• [INSTRUCTIONS FOR THE TASK]: Print every line of the data word for word.
☆ ☆ ☆ ☆ ☆ ☆ ☆
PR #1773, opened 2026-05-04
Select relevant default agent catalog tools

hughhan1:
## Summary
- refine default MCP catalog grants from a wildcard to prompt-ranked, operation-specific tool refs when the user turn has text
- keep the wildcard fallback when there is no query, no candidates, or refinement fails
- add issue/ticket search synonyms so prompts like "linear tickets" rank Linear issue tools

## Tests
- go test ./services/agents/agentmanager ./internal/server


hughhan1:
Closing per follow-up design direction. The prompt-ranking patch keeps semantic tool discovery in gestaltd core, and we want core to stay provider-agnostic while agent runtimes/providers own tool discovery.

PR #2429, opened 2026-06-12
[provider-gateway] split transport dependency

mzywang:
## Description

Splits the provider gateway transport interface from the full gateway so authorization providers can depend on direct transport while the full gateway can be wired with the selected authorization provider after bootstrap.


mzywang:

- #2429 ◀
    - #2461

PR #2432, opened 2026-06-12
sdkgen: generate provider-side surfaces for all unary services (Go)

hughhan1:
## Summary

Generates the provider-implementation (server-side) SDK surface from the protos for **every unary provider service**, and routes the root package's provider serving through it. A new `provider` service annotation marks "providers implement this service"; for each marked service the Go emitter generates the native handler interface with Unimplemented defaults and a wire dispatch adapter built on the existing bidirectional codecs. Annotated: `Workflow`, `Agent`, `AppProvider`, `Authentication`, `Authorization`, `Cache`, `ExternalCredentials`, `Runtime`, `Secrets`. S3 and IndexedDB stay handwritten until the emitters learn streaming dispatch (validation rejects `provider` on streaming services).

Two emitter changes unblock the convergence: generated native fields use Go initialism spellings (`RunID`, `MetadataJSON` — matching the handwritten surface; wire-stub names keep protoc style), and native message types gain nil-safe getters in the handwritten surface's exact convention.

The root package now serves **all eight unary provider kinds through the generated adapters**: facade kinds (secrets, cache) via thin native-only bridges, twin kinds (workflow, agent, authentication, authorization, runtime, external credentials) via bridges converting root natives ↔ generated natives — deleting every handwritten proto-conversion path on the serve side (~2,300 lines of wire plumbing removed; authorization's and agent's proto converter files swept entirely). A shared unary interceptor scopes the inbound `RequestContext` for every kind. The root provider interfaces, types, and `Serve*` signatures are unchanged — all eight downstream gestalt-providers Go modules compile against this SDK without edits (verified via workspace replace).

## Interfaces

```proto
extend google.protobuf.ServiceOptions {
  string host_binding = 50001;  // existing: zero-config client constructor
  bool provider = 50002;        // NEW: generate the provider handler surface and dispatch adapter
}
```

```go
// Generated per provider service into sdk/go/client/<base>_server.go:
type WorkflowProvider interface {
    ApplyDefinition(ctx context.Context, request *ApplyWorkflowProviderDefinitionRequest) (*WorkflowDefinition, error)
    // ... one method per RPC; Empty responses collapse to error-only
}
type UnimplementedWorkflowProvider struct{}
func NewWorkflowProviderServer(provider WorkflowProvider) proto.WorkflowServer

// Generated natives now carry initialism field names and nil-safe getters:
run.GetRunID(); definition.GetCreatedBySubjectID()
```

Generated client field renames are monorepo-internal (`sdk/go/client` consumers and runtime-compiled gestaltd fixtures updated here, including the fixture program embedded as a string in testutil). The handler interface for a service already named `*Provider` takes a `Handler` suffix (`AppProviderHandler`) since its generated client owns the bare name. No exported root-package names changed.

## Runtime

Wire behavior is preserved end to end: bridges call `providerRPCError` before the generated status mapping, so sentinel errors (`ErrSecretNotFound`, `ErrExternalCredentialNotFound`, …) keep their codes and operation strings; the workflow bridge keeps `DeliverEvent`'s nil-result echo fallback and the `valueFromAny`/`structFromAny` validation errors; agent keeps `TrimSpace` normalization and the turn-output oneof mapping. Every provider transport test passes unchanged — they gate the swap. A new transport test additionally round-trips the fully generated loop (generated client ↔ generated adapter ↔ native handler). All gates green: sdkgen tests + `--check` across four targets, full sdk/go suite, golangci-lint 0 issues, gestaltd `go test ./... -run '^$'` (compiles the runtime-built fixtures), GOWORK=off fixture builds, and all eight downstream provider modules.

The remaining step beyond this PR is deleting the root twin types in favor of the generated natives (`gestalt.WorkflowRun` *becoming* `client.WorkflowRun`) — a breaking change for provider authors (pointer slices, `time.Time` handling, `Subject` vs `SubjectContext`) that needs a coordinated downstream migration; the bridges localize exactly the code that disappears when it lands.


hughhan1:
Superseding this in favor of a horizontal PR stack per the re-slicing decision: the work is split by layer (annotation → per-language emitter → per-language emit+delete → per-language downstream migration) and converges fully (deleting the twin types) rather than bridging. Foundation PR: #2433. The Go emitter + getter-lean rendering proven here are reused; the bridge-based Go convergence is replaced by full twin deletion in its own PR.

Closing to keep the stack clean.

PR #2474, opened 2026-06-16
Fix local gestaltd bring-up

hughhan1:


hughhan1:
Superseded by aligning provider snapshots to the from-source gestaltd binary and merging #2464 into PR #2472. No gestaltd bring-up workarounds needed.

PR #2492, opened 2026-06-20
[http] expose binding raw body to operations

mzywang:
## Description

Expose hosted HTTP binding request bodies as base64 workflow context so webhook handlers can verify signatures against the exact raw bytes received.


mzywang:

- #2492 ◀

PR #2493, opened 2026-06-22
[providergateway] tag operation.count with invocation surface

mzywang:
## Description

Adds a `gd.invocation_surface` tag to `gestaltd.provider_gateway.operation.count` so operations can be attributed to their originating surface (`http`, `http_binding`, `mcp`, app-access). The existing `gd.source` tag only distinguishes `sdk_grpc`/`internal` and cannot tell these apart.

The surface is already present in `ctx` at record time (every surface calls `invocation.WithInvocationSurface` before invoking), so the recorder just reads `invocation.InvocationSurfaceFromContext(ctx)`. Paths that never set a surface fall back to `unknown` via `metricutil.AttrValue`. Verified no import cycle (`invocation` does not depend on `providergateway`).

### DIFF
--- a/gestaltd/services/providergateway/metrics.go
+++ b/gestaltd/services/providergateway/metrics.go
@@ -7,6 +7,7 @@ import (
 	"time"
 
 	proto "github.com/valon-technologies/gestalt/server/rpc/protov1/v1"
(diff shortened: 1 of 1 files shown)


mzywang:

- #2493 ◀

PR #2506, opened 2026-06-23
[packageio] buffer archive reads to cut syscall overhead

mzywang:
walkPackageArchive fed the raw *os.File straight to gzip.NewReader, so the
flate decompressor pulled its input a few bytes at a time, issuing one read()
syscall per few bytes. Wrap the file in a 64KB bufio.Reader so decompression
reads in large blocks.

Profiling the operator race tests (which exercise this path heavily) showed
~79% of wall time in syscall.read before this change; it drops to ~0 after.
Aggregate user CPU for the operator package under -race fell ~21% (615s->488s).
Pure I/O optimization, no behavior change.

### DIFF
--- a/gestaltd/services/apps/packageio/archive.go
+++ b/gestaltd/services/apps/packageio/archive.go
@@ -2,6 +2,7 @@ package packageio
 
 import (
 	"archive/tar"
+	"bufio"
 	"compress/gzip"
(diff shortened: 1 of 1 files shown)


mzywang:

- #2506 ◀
☆ ☆ ☆ ☆ ☆ ☆ ☆
• [ANSWER FOR THE TASK]:
PR #1773, opened 2026-05-04
Select relevant default agent catalog tools

hughhan1:
## Summary
- refine default MCP catalog grants from a wildcard to prompt-ranked, operation-specific tool refs when the user turn has text
- keep the wildcard fallback when there is no query, no candidates, or refinement fails
- add issue/ticket search synonyms so prompts like "linear tickets" rank Linear issue tools

## Tests
- go test ./services/agents/agentmanager ./internal/server


hughhan1:
Closing per follow-up design direction. The prompt-ranking patch keeps semantic tool discovery in gestaltd core, and we want core to stay provider-agnostic while agent runtimes/providers own tool discovery.

PR #2429, opened 2026-06-12
[provider-gateway] split transport dependency

mzywang:
## Description

Splits the provider gateway transport interface from the full gateway so authorization providers can depend on direct transport while the full gateway can be wired with the selected authorization provider after bootstrap.


mzywang:

- #2429 ◀
    - #2461

PR #2432, opened 2026-06-12
sdkgen: generate provider-side surfaces for all unary services (Go)

hughhan1:
## Summary

Generates the provider-implementation (server-side) SDK surface from the protos for **every unary provider service**, and routes the root package's provider serving through it. A new `provider` service annotation marks "providers implement this service"; for each marked service the Go emitter generates the native handler interface with Unimplemented defaults and a wire dispatch adapter built on the existing bidirectional codecs. Annotated: `Workflow`, `Agent`, `AppProvider`, `Authentication`, `Authorization`, `Cache`, `ExternalCredentials`, `Runtime`, `Secrets`. S3 and IndexedDB stay handwritten until the emitters learn streaming dispatch (validation rejects `provider` on streaming services).

Two emitter changes unblock the convergence: generated native fields use Go initialism spellings (`RunID`, `MetadataJSON` — matching the handwritten surface; wire-stub names keep protoc style), and native message types gain nil-safe getters in the handwritten surface's exact convention.

The root package now serves **all eight unary provider kinds through the generated adapters**: facade kinds (secrets, cache) via thin native-only bridges, twin kinds (workflow, agent, authentication, authorization, runtime, external credentials) via bridges converting root natives ↔ generated natives — deleting every handwritten proto-conversion path on the serve side (~2,300 lines of wire plumbing removed; authorization's and agent's proto converter files swept entirely). A shared unary interceptor scopes the inbound `RequestContext` for every kind. The root provider interfaces, types, and `Serve*` signatures are unchanged — all eight downstream gestalt-providers Go modules compile against this SDK without edits (verified via workspace replace).

## Interfaces

```proto
extend google.protobuf.ServiceOptions {
  string host_binding = 50001;  // existing: zero-config client constructor
  bool provider = 50002;        // NEW: generate the provider handler surface and dispatch adapter
}
```

```go
// Generated per provider service into sdk/go/client/<base>_server.go:
type WorkflowProvider interface {
    ApplyDefinition(ctx context.Context, request *ApplyWorkflowProviderDefinitionRequest) (*WorkflowDefinition, error)
    // ... one method per RPC; Empty responses collapse to error-only
}
type UnimplementedWorkflowProvider struct{}
func NewWorkflowProviderServer(provider WorkflowProvider) proto.WorkflowServer

// Generated natives now carry initialism field names and nil-safe getters:
run.GetRunID(); definition.GetCreatedBySubjectID()
```

Generated client field renames are monorepo-internal (`sdk/go/client` consumers and runtime-compiled gestaltd fixtures updated here, including the fixture program embedded as a string in testutil). The handler interface for a service already named `*Provider` takes a `Handler` suffix (`AppProviderHandler`) since its generated client owns the bare name. No exported root-package names changed.

## Runtime

Wire behavior is preserved end to end: bridges call `providerRPCError` before the generated status mapping, so sentinel errors (`ErrSecretNotFound`, `ErrExternalCredentialNotFound`, …) keep their codes and operation strings; the workflow bridge keeps `DeliverEvent`'s nil-result echo fallback and the `valueFromAny`/`structFromAny` validation errors; agent keeps `TrimSpace` normalization and the turn-output oneof mapping. Every provider transport test passes unchanged — they gate the swap. A new transport test additionally round-trips the fully generated loop (generated client ↔ generated adapter ↔ native handler). All gates green: sdkgen tests + `--check` across four targets, full sdk/go suite, golangci-lint 0 issues, gestaltd `go test ./... -run '^$'` (compiles the runtime-built fixtures), GOWORK=off fixture builds, and all eight downstream provider modules.

The remaining step beyond this PR is deleting the root twin types in favor of the generated natives (`gestalt.WorkflowRun` *becoming* `client.WorkflowRun`) — a breaking change for provider authors (pointer slices, `time.Time` handling, `Subject` vs `SubjectContext`) that needs a coordinated downstream migration; the bridges localize exactly the code that disappears when it lands.


hughhan1:
Superseding this in favor of a horizontal PR stack per the re-slicing decision: the work is split by layer (annotation → per-language emitter → per-language emit+delete → per-language downstream migration) and converges fully (deleting the twin types) rather than bridging. Foundation PR: #2433. The Go emitter + getter-lean rendering proven here are reused; the bridge-based Go convergence is replaced by full twin deletion in its own PR.

Closing to keep the stack clean.

PR #2474, opened 2026-06-16
Fix local gestaltd bring-up

hughhan1:


hughhan1:
Superseded by aligning provider snapshots to the from-source gestaltd binary and merging #2464 into PR #2472. No gestaltd bring-up workarounds needed.

PR #2492, opened 2026-06-20
[http] expose binding raw body to operations

mzywang:
## Description

Expose hosted HTTP binding request bodies as base64 workflow context so webhook handlers can verify signatures against the exact raw bytes received.


mzywang:

- #2492 ◀

PR #2493, opened 2026-06-22
[providergateway] tag operation.count with invocation surface

mzywang:
## Description

Adds a `gd.invocation_surface` tag to `gestaltd.provider_gateway.operation.count` so operations can be attributed to their originating surface (`http`, `http_binding`, `mcp`, app-access). The existing `gd.source` tag only distinguishes `sdk_grpc`/`internal` and cannot tell these apart.

The surface is already present in `ctx` at record time (every surface calls `invocation.WithInvocationSurface` before invoking), so the recorder just reads `invocation.InvocationSurfaceFromContext(ctx)`. Paths that never set a surface fall back to `unknown` via `metricutil.AttrValue`. Verified no import cycle (`invocation` does not depend on `providergateway`).

### DIFF
--- a/gestaltd/services/providergateway/metrics.go
+++ b/gestaltd/services/providergateway/metrics.go
@@ -7,6 +7,7 @@ import (
 	"time"
 
 	proto "github.com/valon-technologies/gestalt/server/rpc/protov1/v1"
(diff shortened: 1 of 1 files shown)


mzywang:

- #2493 ◀

PR #2506, opened 2026-06-23
[packageio] buffer archive reads to cut syscall overhead

mzywang:
walkPackageArchive fed the raw *os.File straight to gzip.NewReader, so the
flate decompressor pulled its input a few bytes at a time, issuing one read()
syscall per few bytes. Wrap the file in a 64KB bufio.Reader so decompression
reads in large blocks.

Profiling the operator race tests (which exercise this path heavily) showed
~79% of wall time in syscall.read before this change; it drops to ~0 after.
Aggregate user CPU for the operator package under -race fell ~21% (615s->488s).
Pure I/O optimization, no behavior change.

### DIFF
--- a/gestaltd/services/apps/packageio/archive.go
+++ b/gestaltd/services/apps/packageio/archive.go
@@ -2,6 +2,7 @@ package packageio
 
 import (
 	"archive/tar"
+	"bufio"
 	"compress/gzip"
(diff shortened: 1 of 1 files shown)


mzywang:

- #2506 ◀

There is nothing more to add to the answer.